Advocate Daily is a podcast and editorial series focused on highlighting young community organizers and social justice advocates of color. In collaboration with The Gathering for Justice, we have recorded 10 episodes of audio content focused on different topics in the social justice sphere. Advocate Daily is a reminder:

Educate. Empower. Elevate.

Nia Adams works as a member of the Long Island Progressive Coalition and member of Justice League NYC. Nia has also been leading the campaign #justiceforAkbarRogers.

She is a vocal advocate for defunding the police, ending segregation in Long Island (and across the world), and educating everyone on the history of police and white supremacy in this country.

Nia sat down with us to discuss how to hold police officers accountable — and it all starts with education.
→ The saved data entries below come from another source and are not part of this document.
PR #1418, opened 2022-09-20
Adds named httpclient support

redbaty:
**What kind of change does this PR introduce?**
Makes it possible to set a custom name to the HTTP Client factory

**What is the current behavior?**
You can't use the same interface to point at multiple environments for example.

**What is the new behavior?**
You can use custom names to the same interface but with different environment/handlers.

**What might this PR break?**
In the original implementation `UniqueName.ForType<T>()` was used as the client's name, so if a custom name is used it might break somewhere, tho I've looked and not found any other references for this other than tests.

**Please check if the PR fulfills these requirements**
- [ ] Tests for the changes have been added (for bug fixes / features)
- [ ] Docs have been added / updated (for bug fixes / features)

**Other information**:

PR #1367, opened 2022-05-28
(Please) allow developers to inject the MethodInfo as a Property

james-s-tayler:
**What kind of change does this PR introduce?**
A feature to make the `MethodInfo` of the method on the Refit client interface invoked available to handlers via the `HttpRequestMessage.Options` / `HttpRequestMessage.Properties`.

This behavior is **opt-in** via the `RefitSettings`
```csharp
services.AddRefitClient<ISomeAPI>(provider => new RefitSettings
            {
                InjectMethodInfoAsProperty = true
            })
        .ConfigureHttpClient(c => c.BaseAddress = new Uri("https://api.example.com"));
```

**What is the current behavior?**
People either can't do what they want or are implementing workarounds by polluting their interfaces. 

https://github.com/reactiveui/refit/pull/1180
https://github.com/reactiveui/refit/pull/1219
https://github.com/reactiveui/refit/pull/1317

https://github.com/reactiveui/refit/issues/1150
https://github.com/reactiveui/refit/issues/1156

**What is the new behavior?**
New behavior is `RefitSettings.InjectMethodInfoAsProperty` defaults to `false` so Refit as a library remains (mostly) unopinionated about the contents of `HttpRequestMessage.Options`/`HttpRequestMessage.Properties`, however if set to `true` it will inject the `MethodInfo` into  `HttpRequestMessage.Options`/`HttpRequestMessage.Properties` under the key `Refit.MethodInfo`.

**What might this PR break?**
Nothing, the behavior is opt-in, so it has to explicitly be enabled giving the developer the chance to consider if there might be any implications for their codebase if the full `MethodInfo` were to be populated into and to put any mitigations necessary should they require it if they do wish to take advantage of the functionality. 

**Please check if the PR fulfills these requirements**
- [x] Tests for the changes have been added (for bug fixes / features)
- [x] Docs have been added / updated (for bug fixes / features)

**Other information**:
I know previously it has been stated that it would be acceptable if we store the method name as a string, but I for one just don't feel comfortable relying on something as critical as an integration point between two systems containing some "stringly typed" behavior when it **could** be strongly typed. Once someone introduces an overloaded method then all bets are off and it wouldn't surprise me to see that cause a potentially nasty production incident for someone somewhere, and/or future support issues.

I believe this implementation is a good half-way point between simplicity, safety, and usability and sincerely hope we can get this merged.

Issue #1467, opened 2023-01-16
Remove assembly full name from generated HttpClient name


yohny:
When Refit is used with a logging library like serilog that logs the context of a log message (typically a class where log originated) the generated Refit HttpClient name causes log to be hard to read as its very long.
An example of the generated name: `System.Net.Http.HttpClient.Refit.Implementation.Generated+SerilogRefiReproControllersIApi, SerilogRefiRepro, Version=1.0.0.0, Culture=neutral, PublicKeyToken=null`
The implementation is in https://github.com/reactiveui/refit/blob/246ee8d9989c29092fdaba6821d5b3098a5ccf9e/Refit/UniqueName.cs#L49 where its clear that asembly full name is appended.
I asked for reasoning of such naming in discussion https://github.com/reactiveui/refit/discussions/1464, but got no answer.
Related issue in serilog that resulted in this feature request https://github.com/serilog/serilog/issues/1793

**Describe the solution you'd like**
The generated class name would be simlified - no asembly full name would be present.

soarwing52:
I'd like to know if there's a way to stop the log with this logger name
I use a custom DelegatingHandler as LogginHandler, and wont require the logger of System.Net.Http.HttpClient.Refit.Implementation.*

I tried to filer the name but it just always log
`{ "time": "2023-09-05 17:52:32.4068", "level": "INFO", "logger": "System.Net.Http.HttpClient.Refit.Implementation.Generated+GtrPlatformExtendApisIConsultantApiClient, Gtr.Platform.ExtendApis, Version=1.0.0.0, Culture=neutral, PublicKeyToken=null.LogicalHandler", "message": "End processing HTTP request after 73.0084ms - 200" }
{ "time": "2023-09-05 17:52:32.4068", "level": "INFO", "logger": "System.Net.Http.HttpClient.Refit.Implementation.Generated+GtrPlatformExtendApisIConsultantApiClient, Gtr.Platform.ExtendApis, Version=1.0.0.0, Culture=neutral, PublicKeyToken=null.ClientHandler", "message": "Received HTTP response headers after 32.7993ms - 200" }`

cdumange:
I would add that some CMS solution do not allow to change field size. I have a problem with Kentico logs. Max size = 100. My generated type full name ends at... 125 character !

Would be nice to be able to limit the size.

Redplcs:
Yea will be better if we will had option to configure logging category name

glennawatson:
[...]

PR #1496, opened 2023-04-17
Revert #1418, #1367, introduce public version of RestMethodInfo

anaisbetts:
Reverts #1418 and #1367, we will add the functionality of #1367 back as part of a fixed up version of #1317, and we'll re-evaluate #1418. This PR also removes access to the internal type RestMethodInfo, replacing it with a read-only sanitized version. While initially this public type will be limited, we can evaluate adding new fields as-needed. 

## TODO:

- [x] Revert #1418 
- [x] Revert #1367
- [x] Reimplement #1317 without using internal types
- [x] add functionality from #1367 in new public types as needed 
- [ ] Fix the merge commit that I have inevitably borked
- [ ] Docs / tests / etc


anaisbetts:
@james-s-tayler Can you make sure that the change proposed here still works for your use-case?

james-s-tayler:
@anaisbetts I think it will.

cbrevik:
I was looking forward to the changes in #1418 being released, can I ask why it was reverted? Current name schemes coming from the `UniqueName`-implementation seemingly really bloats up logs / metrics.

anaisbetts:
@cbrevik I reverted it because the implementation was too Java'y and it was extremely unclear from the PR what problem this actually solves or why it should exist - can you explain further?

cbrevik:
The problem it solves relates to how other logging and metric libraries logs the name of the HTTP-client.

See for example #1467 in this repository and the issue it links back to from the Serilog-repository: https://github.com/serilog/serilog/issues/1793#issue-1521198225

Serilog pulls the `FullName` from the HttpClient which normally includes namespace + type, as per the comment: https://github.com/serilog/serilog/issues/1793#issuecomment-1372632571

Logging of "normal" HTTP-clients will be in this format:
`2023-01-05 18:45:53.898 +01:00 [INF] System.Net.Http.HttpClient.MyController.LogicalHandler Start processing HTTP request POST http://example.com/stuff`

Whilst logging of Refit-clients will be like this:
`2023-01-05 18:45:53.861 +01:00 [INF] System.Net.Http.HttpClient.Refit.Implementation.Generated+MyProjectIApi, MyProject, Version=1.0.0.0, Culture=neutral, PublicKeyToken=null.LogicalHandler Start processing HTTP request POST http://example.com/stuff` 

Which including the prefixed stuff includes Version, PublicKeyToken etc.

Mostly then because of the implementation of https://github.com/reactiveui/refit/blob/main/Refit/UniqueName.cs

I've seen the same issue with for example using Prometheus, a sample metric from there:
`httpclient_response_duration_seconds_sum{method="GET",host="api.example.com",client="Refit.Implementation.Generated+MyFancyApiInfrastructureInsightClientIInsightHttpClient, My.Fancy.Api, Version=1.0.0.0, Culture=neutral, PublicKeyToken=null",code="200"} 0.2517555`

So the issue is that it really bloats the logs and metrics up, and makes them a bit unreadable. Especially if you have (like we have) several different HTTP-clients with Refit. So I'd like for the generated name to be either shorter by default (and I see from your explanation why it shouldn't), or at least make it overridable if not (like in #1418 or a less Java-y solution)

anaisbetts:
@cbrevik Got it, thanks for the explanation. I think we can figure something out then

anaisbetts:
@cbrevik Can you confirm that https://github.com/reactiveui/refit/pull/1496/commits/3248979b46a3d800d40cdb7c1bfdfefac32431f8 works for you?

Refit/HttpRequestMessageProperties.cs
```diff
@@ -12,24 +10,9 @@ public static class HttpRequestMessageOptions
...
-        /// <summary>
-        /// A typed key to access the <see cref="System.Type"/> of the top-level interface where the method was called from
-        /// on the <see cref="System.Net.Http.HttpRequestMessage.Options"/>.
-        /// </summary>
-        public static System.Net.Http.HttpRequestOptionsKey<System.Type> InterfaceTypeKey { get; } = new(InterfaceType);
-#endif
-
         /// <summary>
-        /// Returns the <see cref="Refit.RestMethodInfo"/> of the method that was called
+        /// Returns the <see cref="Refit.RestMethodInfoInternal"/> of the top-level interface
```
anaisbetts, line 14: Typo

cbrevik:
> @cbrevik Can you confirm that [3248979](https://github.com/reactiveui/refit/commit/3248979b46a3d800d40cdb7c1bfdfefac32431f8) works for you?

It looks like it'll be able to do what I want yeah! I can test it too if a preview nuget-package is released too? Unless there is some other easy way for me to test out that commit specifically?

“Accountability looks like exposure, it looks like defunding. You don’t reform racism. You eradicate it,” says Adams, in long-winded and articulate prose.

Adams mentioned how Nazis analyzed race relations in the U.S. in preparation for how to ostracize and then persecute jews (and other perceived undesirables) in Europe.

The U.S. was clearly birthed in persecution and white supremacy, so much that it was studied by a foreign, fascist power. Understanding this, along with the fact that the system of police in the U.S. was initially meant as solely a force to capture runaway slaves, allows for deeper thinking of the systems today.

The killing of Mexicans near the border by Texas Rangers was a brutal and grotesque period in this country’s history, but perhaps just as bad, the Rangers are glorified today instead of condemned.

Teaching the general populous the history of persecution, inequity, and white supremacist foundations is crucial in painting why today looks the way it does, and how to not repeat the same mistakes.

Police unions are, to put it bluntly, like a cult. No one is expected to speak out against their fellow officers, no matter how heinous the officer’s crimes are, and if one does speak out, they are almost always fired.

It is not about reform. Nia made this abundantly clear. You can’t reform Nazis, you can’t reform white supremacy, and you can’t reform a system that was built to persecute black people.

It is revolution that must be had, and as Nia echoed, the revolution must be joyful.